**Instructions to follow**: Output all of the entries beneath, exactly as written.

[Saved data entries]
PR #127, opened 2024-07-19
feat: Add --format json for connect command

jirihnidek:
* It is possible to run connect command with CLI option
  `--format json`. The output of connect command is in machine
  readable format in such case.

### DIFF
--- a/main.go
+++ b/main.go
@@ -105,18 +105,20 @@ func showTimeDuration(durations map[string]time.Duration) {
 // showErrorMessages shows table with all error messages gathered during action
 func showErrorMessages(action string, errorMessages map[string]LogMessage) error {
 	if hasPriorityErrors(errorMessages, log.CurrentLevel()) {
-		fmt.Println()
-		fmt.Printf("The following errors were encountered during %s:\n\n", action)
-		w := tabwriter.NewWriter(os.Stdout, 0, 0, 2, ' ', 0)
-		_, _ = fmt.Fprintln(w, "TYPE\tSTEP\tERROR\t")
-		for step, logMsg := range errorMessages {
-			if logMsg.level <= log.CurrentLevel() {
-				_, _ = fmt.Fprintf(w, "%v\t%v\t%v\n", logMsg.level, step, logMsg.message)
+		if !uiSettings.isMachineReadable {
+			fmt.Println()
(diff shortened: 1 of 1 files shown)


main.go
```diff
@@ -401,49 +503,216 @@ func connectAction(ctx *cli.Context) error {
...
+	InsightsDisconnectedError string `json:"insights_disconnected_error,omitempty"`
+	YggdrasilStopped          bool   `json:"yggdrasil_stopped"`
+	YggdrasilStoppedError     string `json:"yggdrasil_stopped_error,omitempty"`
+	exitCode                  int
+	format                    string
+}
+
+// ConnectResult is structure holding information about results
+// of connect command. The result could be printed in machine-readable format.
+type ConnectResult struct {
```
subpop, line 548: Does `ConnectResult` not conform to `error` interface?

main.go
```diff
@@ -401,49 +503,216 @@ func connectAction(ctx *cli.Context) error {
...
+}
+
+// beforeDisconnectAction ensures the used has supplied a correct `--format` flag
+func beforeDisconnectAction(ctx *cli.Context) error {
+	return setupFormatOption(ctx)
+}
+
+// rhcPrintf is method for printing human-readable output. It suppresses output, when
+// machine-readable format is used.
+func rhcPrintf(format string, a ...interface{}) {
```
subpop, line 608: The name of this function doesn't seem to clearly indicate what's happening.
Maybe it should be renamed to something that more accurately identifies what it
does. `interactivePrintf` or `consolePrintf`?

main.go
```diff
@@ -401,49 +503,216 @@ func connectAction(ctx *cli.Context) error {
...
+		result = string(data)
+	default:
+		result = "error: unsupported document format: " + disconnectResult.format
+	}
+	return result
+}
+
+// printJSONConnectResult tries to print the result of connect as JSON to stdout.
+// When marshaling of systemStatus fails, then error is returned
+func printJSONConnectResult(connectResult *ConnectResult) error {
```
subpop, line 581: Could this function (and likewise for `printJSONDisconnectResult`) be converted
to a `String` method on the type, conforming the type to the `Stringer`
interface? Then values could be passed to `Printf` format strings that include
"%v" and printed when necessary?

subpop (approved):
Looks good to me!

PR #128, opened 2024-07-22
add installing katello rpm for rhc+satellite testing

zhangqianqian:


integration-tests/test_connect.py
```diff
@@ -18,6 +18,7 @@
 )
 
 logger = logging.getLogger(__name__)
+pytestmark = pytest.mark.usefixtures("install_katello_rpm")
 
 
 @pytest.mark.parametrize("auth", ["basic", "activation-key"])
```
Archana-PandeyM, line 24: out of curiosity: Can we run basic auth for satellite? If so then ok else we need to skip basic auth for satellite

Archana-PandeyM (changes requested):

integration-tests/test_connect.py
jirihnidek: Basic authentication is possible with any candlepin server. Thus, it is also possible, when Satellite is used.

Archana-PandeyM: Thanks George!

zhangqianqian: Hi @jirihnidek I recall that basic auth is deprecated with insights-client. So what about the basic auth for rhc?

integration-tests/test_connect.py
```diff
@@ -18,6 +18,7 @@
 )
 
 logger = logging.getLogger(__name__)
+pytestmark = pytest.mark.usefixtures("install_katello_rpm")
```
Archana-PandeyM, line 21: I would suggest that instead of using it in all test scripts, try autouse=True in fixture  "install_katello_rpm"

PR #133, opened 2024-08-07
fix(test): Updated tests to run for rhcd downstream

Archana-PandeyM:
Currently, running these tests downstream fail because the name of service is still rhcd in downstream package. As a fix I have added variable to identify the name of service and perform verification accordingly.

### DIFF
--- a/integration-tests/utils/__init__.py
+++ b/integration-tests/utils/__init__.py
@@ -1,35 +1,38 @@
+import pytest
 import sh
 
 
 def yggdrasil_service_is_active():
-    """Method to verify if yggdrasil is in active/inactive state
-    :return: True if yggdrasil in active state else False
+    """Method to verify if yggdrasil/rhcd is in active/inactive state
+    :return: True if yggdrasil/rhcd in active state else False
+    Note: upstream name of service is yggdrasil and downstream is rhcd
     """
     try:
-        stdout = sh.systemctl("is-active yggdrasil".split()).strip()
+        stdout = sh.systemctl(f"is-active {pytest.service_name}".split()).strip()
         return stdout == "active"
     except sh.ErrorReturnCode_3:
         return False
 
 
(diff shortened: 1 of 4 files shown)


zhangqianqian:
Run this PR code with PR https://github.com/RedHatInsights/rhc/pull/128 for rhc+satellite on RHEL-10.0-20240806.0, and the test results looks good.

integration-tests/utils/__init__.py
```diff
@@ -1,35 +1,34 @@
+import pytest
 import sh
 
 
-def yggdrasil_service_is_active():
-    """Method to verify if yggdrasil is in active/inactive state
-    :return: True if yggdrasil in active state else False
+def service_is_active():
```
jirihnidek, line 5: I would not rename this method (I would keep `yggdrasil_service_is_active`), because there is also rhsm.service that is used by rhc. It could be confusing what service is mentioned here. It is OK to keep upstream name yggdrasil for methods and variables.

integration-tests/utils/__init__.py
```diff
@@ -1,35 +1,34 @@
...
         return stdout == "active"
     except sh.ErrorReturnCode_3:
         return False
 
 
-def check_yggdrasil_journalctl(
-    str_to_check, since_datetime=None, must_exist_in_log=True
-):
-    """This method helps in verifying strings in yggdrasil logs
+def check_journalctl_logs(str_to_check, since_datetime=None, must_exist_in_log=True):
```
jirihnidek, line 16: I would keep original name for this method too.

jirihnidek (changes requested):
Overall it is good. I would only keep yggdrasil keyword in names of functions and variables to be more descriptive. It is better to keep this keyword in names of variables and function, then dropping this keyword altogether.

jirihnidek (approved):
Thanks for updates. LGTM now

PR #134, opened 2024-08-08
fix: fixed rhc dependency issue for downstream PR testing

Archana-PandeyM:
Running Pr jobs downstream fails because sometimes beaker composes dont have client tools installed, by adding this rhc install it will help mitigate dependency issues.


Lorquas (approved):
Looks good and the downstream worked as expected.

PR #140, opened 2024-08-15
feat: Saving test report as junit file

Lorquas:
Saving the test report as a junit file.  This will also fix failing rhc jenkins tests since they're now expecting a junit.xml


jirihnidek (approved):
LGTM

**Exercise response**:
PR #127, opened 2024-07-19
feat: Add --format json for connect command

jirihnidek:
* It is possible to run connect command with CLI option
  `--format json`. The output of connect command is in machine
  readable format in such case.

### DIFF
--- a/main.go
+++ b/main.go
@@ -105,18 +105,20 @@ func showTimeDuration(durations map[string]time.Duration) {
 // showErrorMessages shows table with all error messages gathered during action
 func showErrorMessages(action string, errorMessages map[string]LogMessage) error {
 	if hasPriorityErrors(errorMessages, log.CurrentLevel()) {
-		fmt.Println()
-		fmt.Printf("The following errors were encountered during %s:\n\n", action)
-		w := tabwriter.NewWriter(os.Stdout, 0, 0, 2, ' ', 0)
-		_, _ = fmt.Fprintln(w, "TYPE\tSTEP\tERROR\t")
-		for step, logMsg := range errorMessages {
-			if logMsg.level <= log.CurrentLevel() {
-				_, _ = fmt.Fprintf(w, "%v\t%v\t%v\n", logMsg.level, step, logMsg.message)
+		if !uiSettings.isMachineReadable {
+			fmt.Println()
(diff shortened: 1 of 1 files shown)


main.go
```diff
@@ -401,49 +503,216 @@ func connectAction(ctx *cli.Context) error {
...
+	InsightsDisconnectedError string `json:"insights_disconnected_error,omitempty"`
+	YggdrasilStopped          bool   `json:"yggdrasil_stopped"`
+	YggdrasilStoppedError     string `json:"yggdrasil_stopped_error,omitempty"`
+	exitCode                  int
+	format                    string
+}
+
+// ConnectResult is structure holding information about results
+// of connect command. The result could be printed in machine-readable format.
+type ConnectResult struct {
```
subpop, line 548: Does `ConnectResult` not conform to `error` interface?

main.go
```diff
@@ -401,49 +503,216 @@ func connectAction(ctx *cli.Context) error {
...
+}
+
+// beforeDisconnectAction ensures the used has supplied a correct `--format` flag
+func beforeDisconnectAction(ctx *cli.Context) error {
+	return setupFormatOption(ctx)
+}
+
+// rhcPrintf is method for printing human-readable output. It suppresses output, when
+// machine-readable format is used.
+func rhcPrintf(format string, a ...interface{}) {
```
subpop, line 608: The name of this function doesn't seem to clearly indicate what's happening.
Maybe it should be renamed to something that more accurately identifies what it
does. `interactivePrintf` or `consolePrintf`?

main.go
```diff
@@ -401,49 +503,216 @@ func connectAction(ctx *cli.Context) error {
...
+		result = string(data)
+	default:
+		result = "error: unsupported document format: " + disconnectResult.format
+	}
+	return result
+}
+
+// printJSONConnectResult tries to print the result of connect as JSON to stdout.
+// When marshaling of systemStatus fails, then error is returned
+func printJSONConnectResult(connectResult *ConnectResult) error {
```
subpop, line 581: Could this function (and likewise for `printJSONDisconnectResult`) be converted
to a `String` method on the type, conforming the type to the `Stringer`
interface? Then values could be passed to `Printf` format strings that include
"%v" and printed when necessary?

subpop (approved):
Looks good to me!

PR #128, opened 2024-07-22
add installing katello rpm for rhc+satellite testing

zhangqianqian:


integration-tests/test_connect.py
```diff
@@ -18,6 +18,7 @@
 )
 
 logger = logging.getLogger(__name__)
+pytestmark = pytest.mark.usefixtures("install_katello_rpm")
 
 
 @pytest.mark.parametrize("auth", ["basic", "activation-key"])
```
Archana-PandeyM, line 24: out of curiosity: Can we run basic auth for satellite? If so then ok else we need to skip basic auth for satellite

Archana-PandeyM (changes requested):

integration-tests/test_connect.py
jirihnidek: Basic authentication is possible with any candlepin server. Thus, it is also possible, when Satellite is used.

Archana-PandeyM: Thanks George!

zhangqianqian: Hi @jirihnidek I recall that basic auth is deprecated with insights-client. So what about the basic auth for rhc?

integration-tests/test_connect.py
```diff
@@ -18,6 +18,7 @@
 )
 
 logger = logging.getLogger(__name__)
+pytestmark = pytest.mark.usefixtures("install_katello_rpm")
```
Archana-PandeyM, line 21: I would suggest that instead of using it in all test scripts, try autouse=True in fixture  "install_katello_rpm"

PR #133, opened 2024-08-07
fix(test): Updated tests to run for rhcd downstream

Archana-PandeyM:
Currently, running these tests downstream fail because the name of service is still rhcd in downstream package. As a fix I have added variable to identify the name of service and perform verification accordingly.

### DIFF
--- a/integration-tests/utils/__init__.py
+++ b/integration-tests/utils/__init__.py
@@ -1,35 +1,38 @@
+import pytest
 import sh
 
 
 def yggdrasil_service_is_active():
-    """Method to verify if yggdrasil is in active/inactive state
-    :return: True if yggdrasil in active state else False
+    """Method to verify if yggdrasil/rhcd is in active/inactive state
+    :return: True if yggdrasil/rhcd in active state else False
+    Note: upstream name of service is yggdrasil and downstream is rhcd
     """
     try:
-        stdout = sh.systemctl("is-active yggdrasil".split()).strip()
+        stdout = sh.systemctl(f"is-active {pytest.service_name}".split()).strip()
         return stdout == "active"
     except sh.ErrorReturnCode_3:
         return False
 
 
(diff shortened: 1 of 4 files shown)


zhangqianqian:
Run this PR code with PR https://github.com/RedHatInsights/rhc/pull/128 for rhc+satellite on RHEL-10.0-20240806.0, and the test results looks good.

integration-tests/utils/__init__.py
```diff
@@ -1,35 +1,34 @@
+import pytest
 import sh
 
 
-def yggdrasil_service_is_active():
-    """Method to verify if yggdrasil is in active/inactive state
-    :return: True if yggdrasil in active state else False
+def service_is_active():
```
jirihnidek, line 5: I would not rename this method (I would keep `yggdrasil_service_is_active`), because there is also rhsm.service that is used by rhc. It could be confusing what service is mentioned here. It is OK to keep upstream name yggdrasil for methods and variables.

integration-tests/utils/__init__.py
```diff
@@ -1,35 +1,34 @@
...
         return stdout == "active"
     except sh.ErrorReturnCode_3:
         return False
 
 
-def check_yggdrasil_journalctl(
-    str_to_check, since_datetime=None, must_exist_in_log=True
-):
-    """This method helps in verifying strings in yggdrasil logs
+def check_journalctl_logs(str_to_check, since_datetime=None, must_exist_in_log=True):
```
jirihnidek, line 16: I would keep original name for this method too.

jirihnidek (changes requested):
Overall it is good. I would only keep yggdrasil keyword in names of functions and variables to be more descriptive. It is better to keep this keyword in names of variables and function, then dropping this keyword altogether.

jirihnidek (approved):
Thanks for updates. LGTM now

PR #134, opened 2024-08-08
fix: fixed rhc dependency issue for downstream PR testing

Archana-PandeyM:
Running Pr jobs downstream fails because sometimes beaker composes dont have client tools installed, by adding this rhc install it will help mitigate dependency issues.


Lorquas (approved):
Looks good and the downstream worked as expected.

PR #140, opened 2024-08-15
feat: Saving test report as junit file

Lorquas:
Saving the test report as a junit file.  This will also fix failing rhc jenkins tests since they're now expecting a junit.xml


jirihnidek (approved):
LGTM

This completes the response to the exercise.